PR #1492, opened 2026-05-20
ci: Publish to quay.io

Techassi:
Part of https://github.com/stackabletech/issues/issues/716, the repository layout is based on https://github.com/stackabletech/decisions/issues/83.

This PR adds quay.io as a publish target for all product container image builds. With that, we can natively push the images to quay.io instead of mirroring them from our Harbor instance.

Test CI run: https://github.com/stackabletech/docker-images/actions/runs/26161872014

### DIFF
--- a/.github/workflows/build_airflow.yaml
+++ b/.github/workflows/build_airflow.yaml
@@ -30,6 +30,7 @@ jobs:
     uses: ./.github/workflows/reusable_build_image.yaml
     secrets:
       harbor-robot-secret: ${{ secrets.HARBOR_ROBOT_SDP_GITHUB_ACTION_BUILD_SECRET }}
+      quay-robot-secret: ${{ secrets.QUAY_ROBOT_SDP_GITHUB_ACTION_BUILD_SECRET }}
       slack-token: ${{ secrets.SLACK_CONTAINER_IMAGE_TOKEN }}
     permissions:
       id-token: write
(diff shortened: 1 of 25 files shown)


dervoeti (commented):
Basically LGTM, but:
 - Did you take a look at `build_spark-connect-client.yaml`? It does not get pushed to quay but it's also in the `stackable` repository (not `sdp`) so maybe that's on purpose.

 - It seems like robot accounts on quay.io need to match a certain regex so the current name would fail? I just tested this with my own account:

Image

Techassi:
> Did you take a look at build_spark-connect-client.yaml? It does not get pushed to quay but it's also in the stackable repository (not sdp) so maybe that's on purpose.

Yeah, I think that is mostly an internal thing. I'm fine not pushing it to quay.io, but I'm also happy to push it - it is basically a decision we have to make.

> It seems like robot accounts on quay.io need to match a certain regex so the current name would fail? I just tested this with my own account:

The names should be fine, because I created the robot accounts using these names. Maybe it fails because they already exist?

image

dervoeti:
> Yeah, I think that is mostly an internal thing. I'm fine not pushing it to quay.io, but I'm also happy to push it - it is basically a decision we have to make.

Okay, we can decide later, won't block this PR for this.

> The names should be fine, because I created the robot accounts using these names. Maybe it fails because they already exist?

Ah! They get the `stackable+` prefix from quay. Then it works.

dervoeti (approved):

-----

WORK ORDER
Search the entries for "connect" and show every line that has it.

EXERCISE ANSWER
 - Did you take a look at `build_spark-connect-client.yaml`? It does not get pushed to quay but it's also in the `stackable` repository (not `sdp`) so maybe that's on purpose.
> Did you take a look at build_spark-connect-client.yaml? It does not get pushed to quay but it's also in the stackable repository (not sdp) so maybe that's on purpose.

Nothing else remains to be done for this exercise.